Remarks from Jim O'Donnell at the Washington D.C. Auto Show this past week:


> ...Here's another area where we maintain ***8211; and perhaps even enhance the joy of a BMW while still improving efficiency. The BMW X5 enjoyed a 27 percent increase in sales in 2010. But, our X5 Advanced Diesel model sales were up 73 percent! Every one of these vehicles improved fuel efficiency on average more than twenty percent and provided better CO2 performance as well. In fact, nearly one in four X5s sold in 2010 were diesels. Sales of our 335d sedan were up 130 percent over 2009 and you'll see more BMW Advanced Diesel models from us in the future....


link

the question is which ones and when. Has anyone heard any specifics lately?


----------



## DC-IT (Sep 27, 2009)

bayoucity said:


> Anyone here has any opinion on E350 Bluetec?


I've test driven it twice and may get one if the 535d does not make it to NA by this Summer/Fall.

However the E350 BT is a totally different vehicle than the 335d or the 535d both of which far out performs the E.
My 335d drives like a rocket while the E is more stately and takes it's time to get up to speed.
But once it's up to highway cruising speed the 400 lb-ft torque makes overtaking a breeze.

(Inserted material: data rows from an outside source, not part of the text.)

PR #478, opened 2023-03-08
Support dataset-only smart tag analysis

### LINKED ISSUE #433: Make smart tag aggregation plot work for dataset only

JosephMarinier:
Resolve #433

## Description:

The overall diff is pretty messy, so I recommend looking at the different commits individually.

I made a couple of decisions what we can debate:
- Color the dataset-only bars (with no outcomes) dark blue (`palette.secondary.dark`) like other data visualizations.
- Hide the pipeline-specific columns, including accuracy and some smart tag families.
- Disable the `Prediction` and `Outcome` options from the menu (since hiding the options would result in a weird one-option menu).

Here is an example:
Screen Shot 2023-03-08 at 11 45 51 AM

For reference, here is how it looks with a pipeline:
Screen Shot 2023-03-08 at 11 46 04 AM

## Checklist:

  our users.
* [x] **DEV CHANGES.**

### DIFF
--- a/webapp/src/components/SmartTagsTable.tsx
+++ b/webapp/src/components/SmartTagsTable.tsx
@@ -38,7 +38,10 @@ import { formatRatioAsPercentageString } from "utils/format";
 import { constructSearchString } from "utils/helpers";
 import DatasetSplitToggler from "./Controls/DatasetSplitToggler";
 
+type MetricPerFilterOption = "label" | "prediction" | "outcome";
+
 type SortBy = "filterValue" | "utteranceCount" | "accuracy" | SmartTagFamily;
+
 type Row = {
   filterValue: string;
   utteranceCount: number;
@@ -64,7 +67,7 @@ const SmartTagsTable: React.FC<{
   const [transpose, setTranspose] = React.useState(false);
 
   const [selectedMetricPerFilterOption, setSelectedMetricPerFilterOption] =
-    React.useState<"label" | "prediction" | "outcome">("label");
+    React.useState<MetricPerFilterOption>("label");
 
   const [ascending, setAscending] = React.useState(false);
   const [sortBy, setSortBy] = React.useState<SortBy>("utteranceCount");
@@ -457,7 +460,7 @@ const SmartTagsTable: React.FC<{
               value={selectedMetricPerFilterOption}
               onChange={(event) =>
                 setSelectedMetricPerFilterOption(
-                  event.target.value as "label" | "prediction"
+                  event.target.value as MetricPerFilterOption
                 )
               }
             >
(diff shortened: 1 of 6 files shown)


gabegma:
Awesome!!! A few comments on your questions:
- I'm ok with the blue, but I think the color should be the same one as in the control panel when there is no pipeline. So either both are blue, or we pick the same dark grey (black?) for this viz too. Side note - is the same dark blue as in the dataset warnings for example?
- I'm not sure about moving the tile before the pipeline quality. I absolutely get the reasoning, but I do feel when you have a pipeline selected, you would care/want to see the overall quality first. Curious what others think.
- The rest is great.

webapp/src/components/SmartTagsTable.tsx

IMO, the E is ideal for a more relaxed cruising on the highways and you will not likely toss it around like you can with the 335d.

Here is Canada it sells for slightly less than the E350 4Matic so it should sell very well since it out performs the E350 and has more torque than the E550 but the FE of a hybrid!

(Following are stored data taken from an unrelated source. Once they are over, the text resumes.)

PR #480, opened 2023-03-09
Make API errors uniform

JosephMarinier:
## Description:

Don't worry, this is less than 50 lines of code if we ignore the generated types.

We used to have 3 different schemas of errors (as follows).
1. The `HTTPException`s we raise in our code usually have a `detail` string that is used to produce a JSON response. This stays the same. For example:
```json
{
  "detail": "Dataset split not found."
}
```
2. The `ValidationError`s FastAPI raises have a harder-to-read JSON response. For example
```json
{
  "detail": [
    {
      "loc": [
        "query",
        "pipeline_index"
      ],
      "msg": "ensure this value is greater than or equal to 0",
      "type": "value_error.number.not_ge",
      "ctx": {
        "limit_value": 0
      }
    }
  ]
}
```
This PR transforms it to
```json
{
  "detail": "1 validation error for Request\nquery -> pipeline_index\n  ensure this value is greater than or equal to 0 (type=value_error.number.not_ge; limit_value=0)"
}
```
so we can use the `detail` in the front end:
```
1 validation error for Request
query -> pipeline_index
  ensure this value is greater than or equal to 0 (type=value_error.number.not_ge; limit_value=0)
```
3. The other exceptions are handled as unexpected "internal server error" and the response is plain text (not JSON):
```
Internal Server Error
```
This PR transforms it to
```json
{
  "detail": "Internal Server Error"
}
```

## Checklist:

  our users.
* [ ] **DEV CHANGES.**


azimuth/app.py
```diff
@@ -31,6 +42,38 @@
...
+    return JSONResponseIgnoreNan(
+        status_code=HTTP_404_NOT_FOUND  # for errors in paths, e.g., /dataset_splits/potato
+        if "path" in (error["loc"][0] for error in exception.errors())
+        else HTTP_400_BAD_REQUEST,  # for other errors like in query params, e.g., pipeline_index=-1
+        content=HTTPExceptionModel(detail=str(exception)).dict(),
+    )
+
+
+async def handle_internal_error(request: Request, exception: Exception):
+    # Don't expose this unexpected internal error as that could expose a security vulnerability.
```
JosephMarinier, line 70: We could also change that behavior and expose our internal errors. Considering our code is open source, that might not be a real threat.

azimuth/app.py
```diff
@@ -31,6 +42,38 @@
...
+    detail: str
+
+
+async def handle_validation_error(request: Request, exception: RequestValidationError):
+    return JSONResponseIgnoreNan(
+        status_code=HTTP_404_NOT_FOUND  # for errors in paths, e.g., /dataset_splits/potato
+        if "path" in (error["loc"][0] for error in exception.errors())
+        else HTTP_400_BAD_REQUEST,  # for other errors like in query params, e.g., pipeline_index=-1
+        content=HTTPExceptionModel(detail=str(exception)).dict(),
+    )
```
JosephMarinier, line 66: I am not sure the `{ "detail": "..." }` JSON object wrapping the error message is useful. I could instead return a plain text error message.
```suggestion
    return PlainTextResponse(
        status_code=HTTP_404_NOT_FOUND  # for errors in paths, e.g., /dataset_splits/potato
        if "path" in (error["loc"][0] for error in exception.errors())
        else HTTP_400_BAD_REQUEST,  # for other errors like in query params, e.g., pipeline_index=-1
        content=str(exception),
    )
```
I would simply add an exception handler for `HTTPException` that does the same thing.
I could remove the 500 exception handler, as it was already returning plain text.
Let me know if you have an opinion on this.

azimuth/app.py
```diff
@@ -31,6 +43,38 @@
...
+    detail: str
+
+
+async def handle_validation_error(request: Request, exception: RequestValidationError):
+    return JSONResponse(
+        status_code=HTTP_404_NOT_FOUND  # for errors in paths, e.g., /dataset_splits/potato
+        if "path" in (error["loc"][0] for error in exception.errors())
+        else HTTP_400_BAD_REQUEST,  # for other errors like in query params, e.g., pipeline_index=-1
+        content={"detail": str(exception)},
+    )
```
JosephMarinier, line 67: I am not sure the `{ "detail": "..." }` JSON object wrapping the error message is useful. I could instead return a plain text error message.
```suggestion
    return PlainTextResponse(
        status_code=HTTP_404_NOT_FOUND  # for errors in paths, e.g., /dataset_splits/potato
        if "path" in (error["loc"][0] for error in exception.errors())
        else HTTP_400_BAD_REQUEST,  # for other errors like in query params, e.g., pipeline_index=-1
        content=str(exception),
    )
```
I would simply add an exception handler for `HTTPException` that does the same thing. I could then remove the 500 exception handler, as it was already returning plain text.
However, FastAPI's `http_exception_handler()` for `HTTPException` is a little bit more sophisticated as it supports setting response headers, so I thought it was cool to keep it as is.
Let me know if you have an opinion on this.

azimuth/app.py
gabegma: Hmm interesting, maybe we start with that, and see if it happens often enough?

gabegma (commented):
I'll let @christyler3030 make the official review, it's a bit over my head :)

Back in June 2009 when the E was launched I put a $2,000.00 deposit for advanced order (without test driving) of the E350 BT with a promised delivery of Dec 2009.
But when the release date of the BT was delayed with no confirmation date I cancelled my order and bought my 2010 335d in Nov 2009. 
Now that I have tasted the awesome power + FE of the 335d it's harder to get back to the E350 BT! But like Snipe656 says the 335d is a bit too small while the E or the 535d is the more suitable size vehicle.

Cheers.


----------



## bimmerdiesel (Jul 9, 2010)

d geek said:


> Remarks from Jim O'Donnell at the Washington D.C. Auto Show this past week:
> 
> link
> 
> the question is which ones and when. Has anyone heard any specifics lately?


my dealer isnt sure but he feels x3d and 535d having same engine. This same engine will also be available in future F30 335d and X5


----------



## DC-IT (Sep 27, 2009)

bimmerdiesel said:


> my dealer isnt sure but he feels x3d and 535d having same engine. This same engine will also be available in future F30 335d and X5


Isn't there a FE target car manufacturers have to meet in 2015?
Does this article's requirements still hold?
New fuel economy standard will be 31.6 mpg 

It would make sense for BMW/M-B/Audi/VW to bring in the smaller Diesels with better FE and promote these so that the overall FE for their entire range may comply with the requirements?

The current Diesel is an overkill whereas the 320d or 520d would meet the requirements of most drivers as fuel prices sky rocket in the near future.


----------